The research team, which includes technicians from Draper, has been working for several years on an ingestible mHealth capsule that can be controlled from outside the body through a digital health device with Bluetooth connectivity. The capsule, which could be manufactured with 3-D printing technology, would include compartments for various medications.
As detailed in a paper published in Advanced Materials Technologies, the capsule – called a gastric resident electronic system, or GRE – could enable healthcare providers to monitor a patient for several days and release medications as needed.
“Long‐term implantation of biomedical electronics into the human body enables advanced diagnostic and therapeutic functionalities,” the paper, authored by Traverso, Langer and University of Utah Professor Yong Lin Kong, PhD, points out. “However, most long‐term resident electronics devices require invasive procedures for implantation as well as a specialized receiver for communication. Here, a gastric resident electronic (GRE) system that leverages the anatomical space offered by the gastric environment to enable residence of an orally delivered platform of such devices within the human body is presented. The GRE is capable of directly interfacing with portable consumer personal electronics through Bluetooth, a widely adopted wireless protocol.”
The researchers said the capsule could also be configured to communicate with other wearable or implanted medical devices.

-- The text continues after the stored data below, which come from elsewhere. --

PR #3547, opened 2022-03-24
MGMT-9404: remove user filter from UpdateHostApproved

danielerez:
UpdateHostApprovedInternal is currently filtering hosts by user_name when the entity is fetched.
Since this func is used exclusively in kube-api [flow](https://github.com/openshift/assisted-service/blob/f28bddc8d95a89a4804b77b362dda721e3e14214/internal/controller/controllers/agent_controller.go#L1175), the filter has no effect (kube-api uses kube_key_namespace to [retrieve](https://github.com/openshift/assisted-service/blob/f28bddc8d95a89a4804b77b362dda721e3e14214/internal/controller/controllers/agent_controller.go#L144) the host). Hence, we can safely remove AddUserFilter from the func.

Note: perhaps we should consider marking UpdateHostApprovedInternal as relevant only for kube-api. I.e. to avoid missing authorization if ever exposed to the external API.

- [ ] New Feature 
- [x] Enhancement 
- [ ] Bug fix
- [ ] Tests
- [ ] Documentation
- [ ] CI/CD 

- [ ] Cloud
- [x] None

## How was this code tested?

- [ ] dev-scripts environment
- [x] No tests needed

## Assignees

/cc @slaviered 
/cc @carbonin 
/cc @filanov 

## Checklist

## Reviewers Checklist

### DIFF
--- a/internal/bminventory/inventory.go
+++ b/internal/bminventory/inventory.go
@@ -3867,6 +3867,8 @@ func (b *bareMetalInventory) GetCommonHostInternal(_ context.Context, infraEnvId
 	return common.GetHostFromDB(b.db, infraEnvId, hostId)
 }
 
+// Updates host's approved field by a specified flag.
+// Used execlusively by kube-api.
 func (b *bareMetalInventory) UpdateHostApprovedInternal(ctx context.Context, infraEnvId, hostId string, approved bool) error {
 	log := logutil.FromContext(ctx, b.log)
 	log.Infof("Updating Approved to %t Host %s InfraEnv %s", approved, hostId, infraEnvId)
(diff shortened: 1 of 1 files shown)


carbonin:
I mentioned this in our meeting, but now thinking about it more seriously.

Do you want to take this opportunity to put just this function in a new file? Something like `internal/bminventory/controller_helpers.go`? That would hopefully do enough to communicate that it's only being used by the controllers.

Also you could add a function header comment.

danielerez:
> I mentioned this in our meeting, but now thinking about it more seriously.
>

Ingestible mHealth sensors – part of the growing field of digital therapeutics – have for the most part been limited to research and small studies until late last year. In November 2017, the US Food and Drug Administration gave the green light to an mHealth platformdeveloped by Proteus Digital Health that includes a sensor embedded in a pill and a companion mHealth patch.

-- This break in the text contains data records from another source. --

PR #3550, opened 2022-03-24
MGMT-9673: Ownerhsip API to authz

slaviered:
Authorization becomes more complex with the tenancy based feature and more authorization scheme added for other projects.

In the current implementation the application layer is using stateless utilities to check for access permission to object on top of the existing mechanism. These checks are sometimes redundant and or not quite aligned with new authorization schemes.

Using stateless utilities make us expose feature flags and states in the auth API where they do not belong. For all those reasons an API for authorization that will be shared by all authorization handlers and expose a coherent access control algorithms to the application is required.

This is the first installment of the enhancement. It defines The `OwnedBy` interface that wraps the db object with authorization-related conditions based on the active authorization layer.

- [ ] New Feature 
- [x] Enhancement 
- [ ] Bug fix
- [ ] Tests
- [ ] Documentation
- [ ] CI/CD 

- [x] Cloud
- [ ] None

## How was this code tested?

- [ ] dev-scripts environment
- [ ] No tests needed

## Assignees

/cc @
/cc @

## Checklist

## Reviewers Checklist

### DIFF
--- a/internal/bminventory/inventory.go
+++ b/internal/bminventory/inventory.go
@@ -179,6 +179,7 @@ type bareMetalInventory struct {
 	operatorManagerApi   operators.API
 	generator            generator.ISOInstallConfigGenerator
 	authHandler          auth.Authenticator
+	authzHandler         auth.Authorizer
 	k8sClient            k8sclient.K8SClient
 	ocmClient            *ocm.Client
 	leaderElector        leader.Leader
@@ -208,6 +209,7 @@ func NewBareMetalInventory(
 	usageApi usage.API,
 	operatorManagerApi operators.API,
 	authHandler auth.Authenticator,
+	authzHandler auth.Authorizer,
 	k8sClient k8sclient.K8SClient,
 	ocmClient *ocm.Client,
 	leaderElector leader.Leader,
@@ -238,6 +240,7 @@ func NewBareMetalInventory(
 		usageApi:             usageApi,
 		operatorManagerApi:   operatorManagerApi,
 		authHandler:          authHandler,
+		authzHandler:         authzHandler,
 		k8sClient:            k8sClient,
 		ocmClient:            ocmClient,
 		leaderElector:        leaderElector,
@@ -2652,31 +2655,29 @@ func (b *bareMetalInventory) calculateHostNetworks(log logrus.FieldLogger, clust
 func (b *bareMetalInventory) listClustersInternal(ctx context.Context, params installer.V2ListClustersParams) ([]*models.Cluster, error) {
 	log := logutil.FromContext(ctx, b.log)
 	db := b.db
+
+	var dbClusters []*common.Cluster
+	var clusters []*models.Cluster
+
 	if swag.BoolValue(params.GetUnregisteredClusters) {
 		if !identity.IsAdmin(ctx) {
 			return nil, common.NewApiError(http.StatusForbidden, errors.New("only admin users are allowed to get unregistered clusters"))
 		}
 		db = db.Unscoped()
 	}
-	var dbClusters []*common.Cluster
-	var clusters []*models.Cluster
-	whereCondition := make([]string, 0)
 
-	filterByOrg := b.authHandler.EnableOrgTenancy()
-	if user := identity.AddOwnerFilter(ctx, "", filterByOrg, swag.StringValue(params.Owner)); user != "" {
-		whereCondition = append(whereCondition, user)
-	}
+	db = b.authzHandler.OwnedByUser(ctx, db, swag.StringValue(params.Owner))
 
 	if params.OpenshiftClusterID != nil {
-		whereCondition = append(whereCondition, fmt.Sprintf("openshift_cluster_id = '%s'", *params.OpenshiftClusterID))
+		db = db.Where("openshift_cluster_id = ?", *params.OpenshiftClusterID)
 	}
 
 	if len(params.AmsSubscriptionIds) > 0 {
-		whereCondition = append(whereCondition, fmt.Sprintf("ams_subscription_id IN %s", common.ToSqlList(params.AmsSubscriptionIds)))
+		db = db.Where("ams_subscription_id IN (?)", params.AmsSubscriptionIds)
 	}
 
 	dbClusters, err := common.GetClustersFromDBWhere(db, common.UseEagerLoading,
-		common.DeleteRecordsState(swag.BoolValue(params.GetUnregisteredClusters)), strings.Join(whereCondition, " AND "))
+		common.DeleteRecordsState(swag.BoolValue(params.GetUnregisteredClusters)))
 	if err != nil {
 		log.WithError(err).Error("Failed to list clusters in db")
 		return nil, common.NewApiError(http.StatusInternalServerError, err)
@@ -3950,14 +3951,13 @@ func (b *bareMetalInventory) ListInfraEnvs(ctx context.Context, params installer
 	var dbInfraEnvs []*common.InfraEnv
 	var infraEnvs []*models.InfraEnv
 
-	condition := ""
-	if params.ClusterID != nil {
-		condition = fmt.Sprintf("cluster_id = '%s'", params.ClusterID)
-	}
-	filterByOrg := b.authHandler.EnableOrgTenancy()
-	whereCondition := identity.AddOwnerFilter(ctx, condition, filterByOrg, swag.StringValue(params.Owner))
+	db = b.authzHandler.OwnedByUser(ctx, db, swag.StringValue(params.Owner))
 
-	dbInfraEnvs, err := common.GetInfraEnvsFromDBWhere(db, whereCondition)
+	if params.ClusterID != nil {
+		db = db.Where("cluster_id = ?", params.ClusterID)
+	}
+
+	dbInfraEnvs, err := common.GetInfraEnvsFromDBWhere(db)
 	if err != nil {
 		log.WithError(err).Error("Failed to list infraEnvs in db")
 		return common.NewApiError(http.StatusInternalServerError, err)
--- a/pkg/auth/authz.go
+++ b/pkg/auth/authz.go
@@ -1,0 +1,38 @@
+package auth
+
+import (
+	"context"
+	"net/http"
+
+	"github.com/openshift/assisted-service/pkg/ocm"
+	"github.com/sirupsen/logrus"
+	"gorm.io/gorm"
+)
+
+type Authorizer interface {
+	/* Limits the database query to access records that are owned by the current user,
+	 * according to the configured access policy.
+	 */
+	OwnedBy(ctx context.Context, db *gorm.DB) *gorm.DB
+
+	/* Limits the database query to access records owned only by the input user,
+	 * regardless of the configured access policy. If user-based authentication
+	 * is not supported, the function effectively will not limit access.
+	 */
+	OwnedByUser(ctx context.Context, db *gorm.DB, username string) *gorm.DB
+
+	/* Provides the middleware authorization algorithm */
+	CreateAuthorizer() func(*http.Request) error
+}
+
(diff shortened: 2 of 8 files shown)


internal/bminventory/inventory.go
```diff
@@ -2787,31 +2790,35 @@ func (b *bareMetalInventory) calculateHostNetworks(log logrus.FieldLogger, clust
 func (b *bareMetalInventory) listClustersInternal(ctx context.Context, params installer.V2ListClustersParams) ([]*models.Cluster, error) {
 	log := logutil.FromContext(ctx, b.log)
 	db := b.db
+
+	var dbClusters []*common.Cluster
+	var clusters []*models.Cluster
+
+	//this call should be before OwnedBy
+	if params.Owner != nil {
```
danielerez, line 2798: maybe worth adding it to the OwnedBy API? i.e. could be cleaner as a simple arg in signature.

internal/bminventory/inventory.go
```diff
@@ -2787,31 +2790,35 @@ func (b *bareMetalInventory) calculateHostNetworks(log logrus.FieldLogger, clust
...
+		ctxparams.SetParam(ctx, auth.X_USER_SCOPE, params.Owner)
+	}
+
 	if swag.BoolValue(params.GetUnregisteredClusters) {
+		//bypass for the GC mechanism
```
danielerez, line 2803: GUC?:)

pkg/auth/none_authz_handler.go
```diff
@@ -0,0 +1,35 @@
...
+}
+
+func (*NoneHandler) CreateAuthorizer() func(*http.Request) error {
+	return func(*http.Request) error {
+		return nil
+	}
+}
+
+func (*NoneHandler) OwnedBy(ctx context.Context, db *gorm.DB) *gorm.DB {
+	if identity.IsAdmin(ctx) {
```
danielerez, line 27: the tests for this logic is in authz_handler_test, right?

pkg/auth/authz_handler.go
```diff
@@ -19,34 +20,19 @@ import (
 	"gorm.io/gorm"
 )
 
+/* AuthzHandler is the authorizer middleware that is being used for
+ * RHSSO authentication cases and work with AMS to ensure tenancy
+ * and user based access policies
+ */
 type AuthzHandler struct {
```
danielerez, line 27: maybe worth renaming to RHSSOAuthorizer, i.e. to be consistent with RHSSOAuthenticator (also the file)

internal/bminventory/inventory.go
slaviered: Garbage Collection (This is part of the api that servers only the GC server)

pkg/auth/none_authz_handler.go
slaviered: Yes

internal/bminventory/inventory.go
slaviered: We should keep the API as generic as possible. I am removing this assignment based on the design discussion with @avishayt

danielerez:
/hold
waiting for tests

internal/bminventory/inventory.go
```diff
@@ -2787,31 +2790,33 @@ func (b *bareMetalInventory) calculateHostNetworks(log logrus.FieldLogger, clust
...
-	whereCondition := make([]string, 0)
 
-	filterByOrg := b.authHandler.EnableOrgTenancy()
-	if user := identity.AddOwnerFilter(ctx, "", filterByOrg, swag.StringValue(params.Owner)); user != "" {
-		whereCondition = append(whereCondition, user)
+	db = b.authzHandler.OwnedBy(ctx, db)
+
+	if params.Owner != nil {
+		db = db.Where("user_name = ?", params.Owner)
 	}
```
carbonin, line 2808: This is probably worth a comment.
Just reading these lines makes it feel like we don't need to include the additional `params.Owner` bit.
But in this case, `OwnedBy` is not actually looking for a specific owner, right?

pkg/auth/authz.go
```diff
@@ -0,0 +1,30 @@
...
+	"gorm.io/gorm"
+)
+
+type Ownership interface {
+	OwnedBy(ctx context.Context, db *gorm.DB) *gorm.DB
+}
+type Authorizer interface {
+	Ownership
+	CreateAuthorizer() func(*http.Request) error
+}
```
carbonin, line 18: Why separate these?

pkg/auth/rhsso_authz_handler.go
```diff
@@ -179,17 +177,17 @@ func (a *AuthzHandler) checkInfraEnvBasedAccess(id string, request *http.Request
 	return a.isObjectOwnedByUser(id, &common.InfraEnv{}, payload)
 }
 
-func (a *AuthzHandler) Authorizer(request *http.Request) error {
+func (a *AuthzHandler) AuthorizerFunc(request *http.Request) error {
```
carbonin, line 180: Why change these names?

pkg/auth/rhsso_authz_handler_test.go
```diff
@@ -93,6 +97,129 @@ var _ = Describe("Authz email domain", func() {
 	}
 })
 
+var _ = Describe("autz_ownership_api", func() {
```
carbonin, line 100: Typo, should be `authz_ownership_api`, but also I think it would be more correct to do `Describe("OwnedBy")` here as that's the function under test.

pkg/auth/rhsso_authz_handler_test.go
```diff
@@ -93,6 +97,129 @@ var _ = Describe("Authz email domain", func() {
...
+				payload := &ocm.AuthPayload{}
+				payload.Role = ocm.AdminRole
+				ctx = context.WithValue(ctx, restapi.AuthKey, payload)
+
+				sql := db.ToSQL(func(tx *gorm.DB) *gorm.DB {
+					return handler.OwnedBy(ctx, tx).First(&models.Cluster{})
+				})
+				Expect(sql).NotTo(ContainSubstring("id = "))
+				Expect(sql).NotTo(ContainSubstring("user_name"))
+				Expect(sql).NotTo(ContainSubstring("org_id"))
```
carbonin, line 132: We have a connection to the db. Why not actually create the rows and ensure you get the right ones back rather than doing string comparisons on the sql?

carbonin (changes requested):

internal/bminventory/inventory.go
slaviered: it is. We had a lengthy discussion about this implementation today with @avishayt. I will summarize it in a comment

pkg/auth/authz.go
slaviered: For clarity

pkg/auth/none_authz_handler.go
```diff
@@ -0,0 +1,32 @@
...
+		return db
+	}
+	username := ocm.UserNameFromContext(ctx)
+	return db.Where("user_name = ?", username)
```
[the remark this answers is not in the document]
slaviered: It actually the same behavior we had beforehand with AddUserFilter but you are right. Now that we have a brand new implementation it is totally redundant as the user_name column would be empty

pkg/auth/rhsso_authz_handler.go
slaviered: Authorizer is now the interface for the entire service so this name is overloaded. After the change I found the old name confusing, so I wanted to convey that this is just the authorizer callback function for the resapi middleware. If we you have a better name please suggest it.

pkg/auth/authz.go
carbonin: I don't think it helps anything unless there's an actual use for the second interface, just keep one please.

internal/bminventory/inventory.go
carbonin: Maybe put another way, it _may_ not be looking for a specific owner.
I'm guessing the reason this exists is that because even if tenancy is enabled we might only want to see clusters owned by a specific user, right?

I would definitely add a comment or maybe add another paramter to `OwnedBy` to indicate that we want to filter by a specific user even if tenancy is enabled.

pkg/auth/rhsso_authz_handler.go
carbonin: I would only use `Func` in a function name if we're returning a function type, which this isn't.

I think `Authorize` would be better since this is actually doing the work of authorizing the request.
Also please remove `Func` from the other functions as well.

pkg/auth/authz.go
slaviered: Fixed

pkg/auth/rhsso_authz_handler_test.go
slaviered: Replaced by real test data and assertions on the retrieved records

pkg/auth/rhsso_authz_handler.go
```diff
@@ -65,6 +51,30 @@ func handleOwnershipQueryError(err error) (bool, error) {
...
 }
 
+func (a *AuthzHandler) OwnedBy(ctx context.Context, db *gorm.DB) *gorm.DB {
+	if identity.IsAdmin(ctx) {
+		return db
+	}
+	if a.isTenancyEnabled() {
+		return db.Where("org_id = ?", ocm.OrgIDFromContext(ctx))
+	} else {
+		username := ocm.UserNameFromContext(ctx)
```
danielerez, line 61: nit, no need for the username var

pkg/auth/rhsso_authz_handler.go
```diff
@@ -65,6 +51,30 @@ func handleOwnershipQueryError(err error) (bool, error) {
 	return true, nil
 }
 
+func (a *AuthzHandler) OwnedBy(ctx context.Context, db *gorm.DB) *gorm.DB {
+	if identity.IsAdmin(ctx) {
+		return db
+	}
+	if a.isTenancyEnabled() {
+		return db.Where("org_id = ?", ocm.OrgIDFromContext(ctx))
+	} else {
```
danielerez, line 60: no need for the 'else'

slaviered: It was actually written like that on purpose so it is clear that the user filtering is not a common code

pkg/auth/rhsso_authz_handler.go
slaviered: OK. removing the assignment

pkg/auth/rhsso_authz_handler.go
```diff
@@ -179,7 +188,7 @@ func (a *AuthzHandler) checkInfraEnvBasedAccess(id string, request *http.Request
 	return a.isObjectOwnedByUser(id, &common.InfraEnv{}, payload)
 }
 
-func (a *AuthzHandler) Authorizer(request *http.Request) error {
+func (a *AuthzHandler) authorizerMiddleware(request *http.Request) error {
```
carbonin, line 191: This isn't a middleware, but it's fine for just deduplicating the name for now.

pkg/auth/rhsso_authz_handler_test.go
```diff
@@ -93,6 +97,187 @@ var _ = Describe("Authz email domain", func() {
 	}
 })
 
+var _ = Describe("OwnedBy", func() {
+	var (
+		db      *gorm.DB
+		dbName  string
+		ctx     context.Context
+		handler Authorizer
+		records []common.Cluster
```
carbonin, line 106: I think passing the records to validate to the `AllRecords*` functions would be better.
Sharing this variable across tests could lead to contamination.

You can do this in a followup or when it becomes a problem.

carbonin (approved):

pkg/auth/rhsso_authz_handler_test.go
slaviered: very well. I localized it.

Proteus is now working with Otsuka Pharmaceutical to market the treatment for patients with schizophrenia. acute treatment of manic and mixed episodes associated with bipolar I disorder and for use as an add-on treatment for depression in adults.
“Medication adherence is crucial in shaping clinical outcomes,” Dr. Clint Purvance, CEO of Lake Tahoe-based Barton Health, told mHealthIntelligence.com in a 2016 interview, at which time the hospital was conducting a pilot with Proteus. “This allows both doctors and their patients to have the best data available to make decisions on a future course of action.”